//mega nav ctas

SDN Brings Micro-segmentation and Granular Policy to Secure the Data Center

Posted On: February 18, 2016

Topic: IT Hardware

With a software designed data center (SDDC), the service delivery is decoupled from the physical infrastructure, enabling endless configurations of compute, storage and network capacity that are easily created programmatically without the need to modify or even physically touch the hardware.

An SDDC provides unprecedented benefits to an organization. The increased agility allows rapid infrastructure deployment and repurposing to enable the organization to balance and prioritize workloads for best performance and optimized efficiency. The improved efficiency of a software-defined network (SDN) enables faster time to market for new applications, along with increased utilization and a more favorable ROI for infrastructure expenditures.

In addition, SDN helps enable more advanced security and protection from threats than possible with hardware alone. Traditional network architectures use perimeter protection such as firewalls or intrusion detection and prevention platforms and devices because they assumed that threats always came from outside the network and from unrecognized devices or addresses.

Why Micro-segmentation is Necessary

Today’s network environment has moved well beyond the basic assumption that threats arise only from traffic originating outside the organization, known as North-South traffic. Modern networks must be capable of managing traffic from inside and outside the organization, from both known and unknown devices and IP addresses.

East-West traffic, that is traffic that crosses from device to device inside the data center has historically been considered safe. Once traffic has been granted access to the network, it is no longer subject to rigorous scrutiny by existing security measures.

Today, people access the network from personal devices and remote locations. With cloud solutions and BYOD policies, it is no longer possible to easily segregate trusted from untrusted traffic. By the time the network administrator is aware of the lost device, the damage may have already been done. The traditional network security maxim--“trust, but verify”—no longer provides adequate protection.

A Zero Trust Solution

The new network reality requires a “zero-trust” architecture, which can be summed up as “never trust; always verify”. Traditional network security is based on the idea of a trusted inner network and an untrusted outer network, but with the new model, all traffic is untrusted. Even once or formerly trusted sources are verified as potential threat sources, regardless of their internal or external origin. With this new model, IT departments are under the gun as they must still deliver the ease of access and top performance expected for critical applications.

This balancing act requires a least-privilege strategy coupled with strict access control. Traditional hardware-based security measures quickly become overwhelmed by throughput demands and the difficulty in reconfiguration. SDN-enabled data center micro-segmentation is quickly becoming one of the key solutions to provide the enhanced security necessary within today's data center.

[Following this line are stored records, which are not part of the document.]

PR #622, opened 2023-02-08
574 import projectyaml

### LINKED ISSUE #574: Import project.yaml
Write a function which, given a project.yaml file with the format defined in [projects_as_code](https://github.com/OpenFn/projects-as-code), creates a project with the given workflows and jobs. 

Out of scope: http or cli interface

The function should take a map, create the resources and return the models that it makes. If you call the function on it's own, no users get created. (when we add the cli, the user that is calling the function will be added as the project owner). 

### User acceptance criteria: 
- [ ] Given a data structure with a workflow A and workflow B, when I call the function xxx with it, I can see that project on the admin settings>projects page
- [ ] When I add myself as a member of that project, I can see 2 workflows on my workflows index page
- [ ] The function should return the models that it makes. 
- [ ] If the project already exists, throw an error. 

(notes for other issues)
1. Fix export project in Lightning 
2. Write function that creates a project based on a data structure (this issue)
3. Deploy through the CLI - add a command to the CLI which calls a lightning endpoint and deploys a new project from a project.yaml file

wanecode:

Write a function which, given a project.yaml file with the format defined in [projects_as_code](https://github.com/OpenFn/projects-as-code), creates a project with the given workflows and jobs.

Out of scope: http or cli interface

The function should take a map, create the resources and return the models that it makes. If you call the function on it's own, no users get created. (when we add the cli, the user that is calling the function will be added as the project owner).

## Fisrt attempt: use ecto association features 

Relying on existing ecto association mechanism let us benefits fro the changesets validation pipeline
Problem: we need to generate a credential ID before  adding it to the project (ie: before the project gets saved).

## Second attempt (current): use multi

At first, try to create credential one by one (Mutli.insert) using chansgeset for validation (problem: this leads to having credentials keyed on the resulting map)

Second, use insert_all to keep the resulting map closer to the model we need (proper list of credentials, proper list of workflows). But then, we'll need to "bulk" validate before insert_all

Insert_all implies not using the schema (have to manually add timestamps)
Finally getting back to the keyed credentials in the multi space %{key1: credential1, key2: credential2}

## Tests

- Tests happy path: one big map with all required keys creates all the models 
- Test missing workflows key -> empty project
- Test missing project name -> classic error in changeset (way of confirming every known entity in the map will benefit of its own validation mechanism)
- Test credentials (if job has a credential key and and there is no corresponding credential in input,an error is added on job changeset )

 

## Related issue

Fixes #574 Import project.yaml

### DIFF
--- a/lib/lightning/projects.ex
+++ b/lib/lightning/projects.ex
@@ -247,7 +247,9 @@ defmodule Lightning.Projects do
       {:ok, string}
 
   """
-  def import_project(data) do
-    nil
+  def import_project(attrs) do
+    attrs
+    |> Project.import_changeset()
+    |> Repo.insert()
   end
 end
--- a/lib/lightning/projects.ex
+++ b/lib/lightning/projects.ex
@@ -6,7 +6,7 @@ defmodule Lightning.Projects do
   import Ecto.Query, warn: false
   alias Lightning.Repo
 
-  alias Lightning.Projects.{Project, ProjectCredential, ProjectUser}
+  alias Lightning.Projects.{Project, ProjectCredential}
   alias Lightning.Accounts.User
   alias Lightning.ExportUtils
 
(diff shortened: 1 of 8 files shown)


lib/lightning/projects.ex
```diff
@@ -236,4 +236,150 @@ defmodule Lightning.Projects do
...
+      {:ok, string}
+
+  """
+  def import_project(project_data, user) do
+    ImportUtils.import_multi_for_project(project_data, user)
+    |> Repo.transaction()
+  end
+end
+
+defmodule ImportUtils do
```
stuartc, line 256: @wanecode I think this module should be under `Projects`, right now it's at the root namespace.

So it should be either `Lightning.Projects.ImportUtils`, but I think it might be better named as `Lightning.Projects.Importer`.

And with that, can it be moved to it's own file under `lightning/projects/importer.ex`?

lib/lightning/projects.ex
```diff
@@ -236,4 +236,150 @@ defmodule Lightning.Projects do
...
+
+    %Workflow{}
+    |> cast(
+      workflow,
+      [:name, :project_id, :id]
+    )
+    |> cast_assoc(:jobs,
+      with:
+        {ImportUtils, :import_job_changeset, [workflow_id, import_transaction]}
+    )
```
stuartc, line 315: :+1:

stuartc (changes requested):
@wanecode this is great! Could you move that importer module into it's own file and this should be good to go.

lib/lightning/projects.ex
```diff
@@ -232,6 +230,7 @@ defmodule Lightning.Projects do
       {:ok, string}
 
   """
+  @spec export_project(:yaml, any) :: {:ok, binary}
```
stuartc, line 233: @wanecode I believe the convention is to have the `@spec` between the doc tag and the `def`.

test/lightning/importer_test.exs
```diff
@@ -36,15 +36,15 @@ defmodule Lightning.ImportProjectsTest do
                 adaptor: "language-fhir",
                 enabled: true,
                 credential: "xyz",
-                body: "> fn(state => state)"
+                body: "fn(state => state)"
```
stuartc, line 39: @wanecode I changed these to match what the body actually looks like, it appears you added the prepending `>` from the YAML examples - which is a signal in YAML to create a single string from a multiline indented to the left margin of the `>`.

stuartc (approved):

PR #1573, opened 2023-12-14
Avoid error component when js expression is selected

### LINKED ISSUE #1498: Allow Javascript expressions as conditions for edges
**Figma:** https://www.figma.com/file/2Uvr2jOaQh6rQNR1cHlLKM/App?type=design&node-id=1086-3945&mode=design&t=9AetCDKXOYdq9T4m-11

We will now include a conditional match where the user can compare the output of the previous job against a Javascript expressions. 

**Edge panel:**
- Include new dropdown item "Matches a Javascript Expression" in the drop down list for conditions
- When selected, new input for "Condition label" (more on that below)
- Include lightweight code input (not sure which existing code input we should use here or just style a normal input) for the JS expression
- Add a link to a Javascript Expression checker under the input (open to whatever online tool seems best!)

**Canvas:**
- When the "Matches a Javascript Expression" is selected, we will display a label on the path which takes the text from the "Condition label" instead of an icon.
- There needs to be a max width, followed by ellipsis (I feel 16 char is probably the right length)
- If ellipsis are displayed, a tooltip should be shown on hover of the element.

**Acceptance criteria:**
- [ ] Option displayed in drop down list for conditions is correct
- [ ] The edges following job always runs when matching the regular expression
- [ ] The label is displayed
- [ ] New features included in documentation 

Noting:
- Will use same input as the input dataclip
- Will do basic validation that the query is valid, and no typeahead.
- In future will move to Monaco

jyeshe:
## Notes for the reviewer

The error component is rendered before the user starts filling the data since the changeset is initialized with required errors after selecting the condition `Matches a Javascript Expression`:
```
errors: [
          condition_label: {"can't be blank", [validation: :required]},
          condition_expression: {"can't be blank", [validation: :required]}
        ]
```
The fix changes the UI when editing an edge from this:
Screenshot from 2023-12-14 18-07-01
to this:
Screenshot from 2023-12-14 18-04-35

## Related issue

Closes #1498

## Review checklist

### DIFF
--- a/lib/lightning_web/components/new_inputs.ex
+++ b/lib/lightning_web/components/new_inputs.ex
@@ -303,7 +303,6 @@ defmodule LightningWeb.Components.NewInputs do
         ]}
         {@rest}
       />
-
       <div :if={Enum.any?(@errors)} class="error-space h-6">
         <.error :for={msg <- @errors}><%= msg %></.error>
       </div>
@@ -338,7 +337,7 @@ defmodule LightningWeb.Components.NewInputs do
     ~H"""
     <p
       data-tag="error_message"
-      class="mt-3 inline-flex items-center gap-x-1.5 text-xs text-danger-600 phx-no-feedback:hidden"
+      class="mt-3 inline-flex items-center gap-x-1.5 text-xs text-danger-600"
     >
       <.icon name="hero-exclamation-circle" class="h-4 w-4" />
       <%= render_slot(@inner_block) %>
--- a/lib/lightning_web/live/workflow_live/components.ex
+++ b/lib/lightning_web/live/workflow_live/components.ex
@@ -538,7 +538,7 @@ defmodule LightningWeb.WorkflowLive.Components do
         </div>
       <% end %>
       <%= if Phoenix.HTML.Form.input_value(@form, :source_trigger_id) do %>
-        <div class="max-w-xl text-sm text-gray-500 mt-2">
+        <div class="max-w-xl text-sm text-gray-500 mt-3">
           <p>This path will be active if its trigger is enabled.</p>
         </div>
       <% else %>
--- a/lib/lightning_web/live/workflow_live/edit.ex
+++ b/lib/lightning_web/live/workflow_live/edit.ex
@@ -886,7 +886,7 @@ defmodule LightningWeb.WorkflowLive.Edit do
     end
   end
 
-  # Returns the index of the edge that is being edited on Path form
+  # Returns the inputs that have being edited on the form
   defp get_params_opts_for(workflow_attribute, params) do
     params
     |> Map.get(workflow_attribute, %{})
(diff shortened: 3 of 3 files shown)


jyeshe:
Last commit for showing the errors below the input fields:
Screenshot from 2023-12-14 18-54-00

lib/lightning_web/components/new_inputs.ex
```diff
@@ -338,7 +337,7 @@ defmodule LightningWeb.Components.NewInputs do
     ~H"""
     <p
       data-tag="error_message"
-      class="mt-3 inline-flex items-center gap-x-1.5 text-xs text-danger-600 phx-no-feedback:hidden"
```
elias-ba, line 341: @jyeshe I am wondering if this related to what I am describing here

https://www.loom.com/share/31b4520022034160bee2e7b3f25b5ee2?sid=0b78c88c-e622-4e86-8c95-dc5b474cfc39

elias-ba (changes requested):
@jyeshe this is really great. I attached a loom video and was curious if the line removed there was causing that validation to happen even when the textarea is not focused.

lib/lightning_web/components/new_inputs.ex
jyeshe: Hey @elias-ba this nice improvement. I think we have it now in a generalized way and  customizable for other forms.

jyeshe:
to be rebased ...

jyeshe:
@elias-ba @taylordowns2000 please find it here rebased is done (the main feature and rename refactor were merged)

lib/lightning_web/components/new_inputs.ex
elias-ba: Hey @jyeshe I just tested this again and it feels like we are no longer able to produce errors. I am wondering if this is what we want or I am missing something. See loom: https://www.loom.com/share/03543485934046bd8cc8d76d47390b0e?sid=b39eedfa-5212-4a44-81c9-cc310242986f

elias-ba (changes requested):
Hey @jyeshe I am wondering if my second loom video is relevant. But globally it all looks great. I just can't see errors rendered by the form when I type something invalid. Is this what we want ?

jyeshe:
> Hey @jyeshe I am wondering if my second loom video is relevant. But globally it all looks great. I just can't see errors rendered by the form when I type something invalid. Is this what we want ?

@elias-ba thanks for catching it. From the previous loom I have taken the suggestion to not show errors for fields that were not edited yet. But indeed, if the user deletes what has already typed on previous field, it would not show. So I have applied a rule for this form since it's already an improvement from the initial scope.

lib/lightning_web/components/new_inputs.ex
jyeshe: It would show now for fields that were edited and deleted. For fields that were not edited yet it applies the suggestion from previous loom.

elias-ba (approved):
Congratulations @jyeshe, this is looking great. :tada:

Benefits of Micro-Segmentation and SDN

Automated provisioning and simple move, add or change configuration enable SDN to overcome the traditional drawbacks of hardware segmentation. The ease of configuration allows increasingly fine levels of segmentation and helps enforce security policies at every entry point. In addition, if workloads are removed, the equipment is easily reassigned programmatically and the former segmentation is removed along with the workload.

The result is that traffic must prove it is trustworthy at every entry point, and it cannot easily move across workloads as it could with former methods that assumed continued trust once inside the firewall. With SDN, micro-segmentation is easily managed for both security and policy compliance, and performance is assured with the use of multiple parallelized switching cores.